É por isso que ao falarmos e ao solidarizarmo-nos com a causa kurda não podemos esquecer as forças e movimentos progressistas turcos, os trabalhadores, os jovens, os intelectuais, vítimas do regime de Ankara. A solução da questão kurda e o reconhecimento dos direitos do povo curdo da Turquia passa também pela democratização do regime turco.

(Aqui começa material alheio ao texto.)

PR #3724, opened 2022-03-10
feat: remove global_batch_size requirement

rb-determined-ai:
## Description

Previously, the master enforced that the global_batch_size
hyperparameter existed, but in the future we will have training loops
that do not require this hyperparameter (DeepspeedTrial, Core API).

In the experiment config schemas, this PR simply drops an old
constraint, allowing configurations that were not previously allowed.

In the master code, this removes any ability to attempt to read the
global_batch_size hyperparameter in go code.

In python code, removes .per_slot_batch_size and .global_batch_size from
the internal EnvContext object and moves
EnvContext._calculate_batch_sizes to det.util, where it can be called by
each training loop that still requires the global_batch_size
hyperparameter.  This implies that what used to be a configuration error
(caught before an experiment id was even assigned) is now a runtime
error.  This is unfortunate but unavoidable; it should never have been
the master's responsibility to enforce training loop inputs.

## Test Plan

Added tests to ensure run-time checks apply to each of our current training loops.


liamcli:
looks good to me so far

harness/determined/keras/_tf_keras_context.py
```diff
@@ -417,5 +439,10 @@ class TFKerasExperimentalContext(_data_layer.DataLayerContext):
...
 
-    def __init__(self, env: det.EnvContext, distributed_context: _core.DistributedContext) -> None:
-        super().__init__(env=env, distributed_context=distributed_context)
+    def __init__(
+        self,
+        env: det.EnvContext,
+        distributed_context: _core.DistributedContext,
+        per_slot_batch_size: int,
+    ) -> None:
+        super().__init__(env, distributed_context, per_slot_batch_size)
```
ioga, line 448: this entire method looks redundant

harness/determined/keras/_tf_keras_context.py
```diff
@@ -417,5 +439,10 @@ class TFKerasExperimentalContext(_data_layer.DataLayerContext):
     the ``context.experimental`` namespace.
```
ioga, line 439: it doesn't extend `EstimatorTrialContext`

harness/determined/keras/_tf_keras_context.py
rb-determined-ai: yes, it sure looks like it is.

harness/determined/keras/_tf_keras_context.py
rb-determined-ai: no it sure doesn't

PR #3725, opened 2022-03-10
test: add test for cross-version master/agent clusters

dzhu:
## Description

For rolling upgrades to work properly, we need the master to be able to
communicate with agents from previous versions of Determined. (At least
for now, we're focusing on an upgrade strategy where the master is
upgraded first and the agents second.) And a first step toward ensuring
that is running tests on a cluster with mismatched versions, which this
adds using a custom devcluster config.

## Commentary

Strategy for determining which previous version(s) to use in general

Exigir a libertação de Abdullah Oçalan e, no mínimo, a sua transferência para uma prisão "normal" onde possa ser visitado regularmente por advogados e familiares e um julgamento imparcial fora do quadro dos tribunais especiais de segurança do Estado e aberto a observadores internacionais independentes; reclamar uma solução pacífica e política para a questão curda e o respeito pela identidade do povo curdo com o reconhecimento do direito ao uso da sua própria língua, cultura e educação; defender a democratização do regime turco e o seu respeito pela Convenção Europeia dos Direitos do Homem; denunciar a hipocrisia da chamada comunidade internacional e exercer pressão sobre a Turquia nas instituições internacionais; desenvolver um largo movimento de opinião pública a favor de Abdullah Oçalan, dos direitos do povo kurdo e da liberdade de expressão na Turquia, são um conjunto de reivindicações que podem e devem dar lugar a iniciativas de solidariedade. 25 anos depois de Abril usemos a nossa liberdade para ajudar á liberdade dos que por ela ainda lutam.